== Recorded data

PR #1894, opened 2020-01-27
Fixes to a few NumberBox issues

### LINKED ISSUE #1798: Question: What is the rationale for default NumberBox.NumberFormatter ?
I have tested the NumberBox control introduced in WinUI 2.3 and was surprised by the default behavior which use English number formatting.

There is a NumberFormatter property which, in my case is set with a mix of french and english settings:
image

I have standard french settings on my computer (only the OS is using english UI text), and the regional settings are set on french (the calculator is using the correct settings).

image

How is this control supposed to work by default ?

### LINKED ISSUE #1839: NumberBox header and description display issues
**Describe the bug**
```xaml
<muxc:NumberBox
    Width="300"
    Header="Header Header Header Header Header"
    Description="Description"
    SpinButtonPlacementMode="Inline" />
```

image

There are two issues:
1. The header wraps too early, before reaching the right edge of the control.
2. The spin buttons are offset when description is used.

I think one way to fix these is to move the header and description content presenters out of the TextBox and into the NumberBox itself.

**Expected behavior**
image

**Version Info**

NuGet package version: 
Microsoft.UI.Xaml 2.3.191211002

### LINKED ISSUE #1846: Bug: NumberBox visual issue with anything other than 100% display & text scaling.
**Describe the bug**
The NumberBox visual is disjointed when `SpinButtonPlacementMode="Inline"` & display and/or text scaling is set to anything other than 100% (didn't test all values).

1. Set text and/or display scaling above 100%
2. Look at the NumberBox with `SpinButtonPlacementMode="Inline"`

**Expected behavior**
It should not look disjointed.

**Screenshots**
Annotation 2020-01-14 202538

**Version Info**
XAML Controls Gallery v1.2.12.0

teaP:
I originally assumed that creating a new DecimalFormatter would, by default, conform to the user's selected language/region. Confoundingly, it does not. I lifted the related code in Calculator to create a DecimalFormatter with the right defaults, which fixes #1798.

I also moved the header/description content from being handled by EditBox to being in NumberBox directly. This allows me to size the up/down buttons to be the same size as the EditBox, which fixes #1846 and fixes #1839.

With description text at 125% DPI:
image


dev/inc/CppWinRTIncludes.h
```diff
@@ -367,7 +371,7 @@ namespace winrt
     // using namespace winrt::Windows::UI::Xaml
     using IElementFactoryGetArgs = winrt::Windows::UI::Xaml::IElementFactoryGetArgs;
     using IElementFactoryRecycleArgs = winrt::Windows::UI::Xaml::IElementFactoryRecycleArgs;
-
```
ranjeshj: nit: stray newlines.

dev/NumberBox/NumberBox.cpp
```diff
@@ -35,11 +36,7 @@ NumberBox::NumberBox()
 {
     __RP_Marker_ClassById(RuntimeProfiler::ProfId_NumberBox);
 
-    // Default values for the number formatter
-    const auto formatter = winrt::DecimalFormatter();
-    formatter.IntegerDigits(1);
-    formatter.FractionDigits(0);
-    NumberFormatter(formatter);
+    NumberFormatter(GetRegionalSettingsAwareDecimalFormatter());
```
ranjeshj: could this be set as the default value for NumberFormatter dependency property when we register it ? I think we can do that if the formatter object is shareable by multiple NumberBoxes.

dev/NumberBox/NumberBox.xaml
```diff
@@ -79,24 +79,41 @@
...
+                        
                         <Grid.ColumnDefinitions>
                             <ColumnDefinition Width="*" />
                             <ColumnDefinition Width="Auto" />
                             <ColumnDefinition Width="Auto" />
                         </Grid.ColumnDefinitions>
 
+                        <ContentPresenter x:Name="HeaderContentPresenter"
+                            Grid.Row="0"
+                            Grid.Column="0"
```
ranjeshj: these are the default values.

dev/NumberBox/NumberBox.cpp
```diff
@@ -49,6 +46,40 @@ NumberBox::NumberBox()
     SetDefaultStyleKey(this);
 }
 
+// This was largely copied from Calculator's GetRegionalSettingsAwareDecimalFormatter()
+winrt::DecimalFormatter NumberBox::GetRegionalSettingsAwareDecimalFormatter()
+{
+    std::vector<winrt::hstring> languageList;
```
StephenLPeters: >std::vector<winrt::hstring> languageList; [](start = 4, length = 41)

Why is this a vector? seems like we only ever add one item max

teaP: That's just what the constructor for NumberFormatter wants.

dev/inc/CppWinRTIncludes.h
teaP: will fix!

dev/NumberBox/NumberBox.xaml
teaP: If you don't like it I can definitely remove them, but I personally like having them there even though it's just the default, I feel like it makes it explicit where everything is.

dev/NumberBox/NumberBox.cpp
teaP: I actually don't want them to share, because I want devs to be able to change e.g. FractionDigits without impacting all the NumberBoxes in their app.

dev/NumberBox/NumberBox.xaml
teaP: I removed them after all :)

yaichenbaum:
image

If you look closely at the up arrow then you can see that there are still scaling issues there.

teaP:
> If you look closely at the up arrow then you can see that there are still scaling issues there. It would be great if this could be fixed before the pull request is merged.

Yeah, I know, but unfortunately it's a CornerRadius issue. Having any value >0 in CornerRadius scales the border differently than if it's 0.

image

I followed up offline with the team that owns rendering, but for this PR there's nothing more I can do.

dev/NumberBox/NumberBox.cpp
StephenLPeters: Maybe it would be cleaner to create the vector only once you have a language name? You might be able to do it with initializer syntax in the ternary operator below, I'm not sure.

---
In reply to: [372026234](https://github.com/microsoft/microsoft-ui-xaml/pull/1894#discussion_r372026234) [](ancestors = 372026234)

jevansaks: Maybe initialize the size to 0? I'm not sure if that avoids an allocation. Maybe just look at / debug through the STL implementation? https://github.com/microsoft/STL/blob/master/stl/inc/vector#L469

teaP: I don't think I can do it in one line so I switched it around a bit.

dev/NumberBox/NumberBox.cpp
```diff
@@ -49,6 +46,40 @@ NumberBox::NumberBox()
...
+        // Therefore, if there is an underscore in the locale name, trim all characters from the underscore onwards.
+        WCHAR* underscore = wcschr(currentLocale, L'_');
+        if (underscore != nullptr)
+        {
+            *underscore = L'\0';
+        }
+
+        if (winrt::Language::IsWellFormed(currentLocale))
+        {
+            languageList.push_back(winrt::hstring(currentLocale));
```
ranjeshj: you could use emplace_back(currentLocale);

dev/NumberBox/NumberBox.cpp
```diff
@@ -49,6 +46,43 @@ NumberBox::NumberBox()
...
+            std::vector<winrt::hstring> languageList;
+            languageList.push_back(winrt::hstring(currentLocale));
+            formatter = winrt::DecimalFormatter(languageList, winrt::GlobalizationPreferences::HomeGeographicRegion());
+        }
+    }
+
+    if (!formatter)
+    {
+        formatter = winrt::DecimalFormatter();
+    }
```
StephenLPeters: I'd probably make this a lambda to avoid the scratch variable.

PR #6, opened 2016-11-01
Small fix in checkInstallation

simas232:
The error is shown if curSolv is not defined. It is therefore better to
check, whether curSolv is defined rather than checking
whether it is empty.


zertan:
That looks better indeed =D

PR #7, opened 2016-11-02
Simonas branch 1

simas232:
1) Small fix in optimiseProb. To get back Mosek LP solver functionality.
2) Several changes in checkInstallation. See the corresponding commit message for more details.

====
== Recorded data

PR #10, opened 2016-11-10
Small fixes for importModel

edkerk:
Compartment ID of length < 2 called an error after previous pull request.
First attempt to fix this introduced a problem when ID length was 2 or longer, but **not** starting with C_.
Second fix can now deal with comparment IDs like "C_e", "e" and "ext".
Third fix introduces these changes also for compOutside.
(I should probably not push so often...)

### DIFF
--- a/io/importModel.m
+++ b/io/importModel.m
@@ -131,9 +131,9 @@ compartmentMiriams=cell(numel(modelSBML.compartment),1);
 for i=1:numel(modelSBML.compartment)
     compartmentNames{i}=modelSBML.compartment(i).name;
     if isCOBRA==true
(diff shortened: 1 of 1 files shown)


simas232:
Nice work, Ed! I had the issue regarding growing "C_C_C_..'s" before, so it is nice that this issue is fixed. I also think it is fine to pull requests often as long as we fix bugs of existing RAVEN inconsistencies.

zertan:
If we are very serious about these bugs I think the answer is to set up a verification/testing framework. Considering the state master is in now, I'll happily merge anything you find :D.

====

Your instructions:
Look above for the line holding "(diff shortened: 1 of 1 files shown)" and the line holding "If we are very", then output exactly those two lines and every line between them, nothing more.

Exercise result:
(diff shortened: 1 of 1 files shown)


simas232:
Nice work, Ed! I had the issue regarding growing "C_C_C_..'s" before, so it is nice that this issue is fixed. I also think it is fine to pull requests often as long as we fix bugs of existing RAVEN inconsistencies.

zertan:
If we are very serious about these bugs I think the answer is to set up a verification/testing framework. Considering the state master is in now, I'll happily merge anything you find :D.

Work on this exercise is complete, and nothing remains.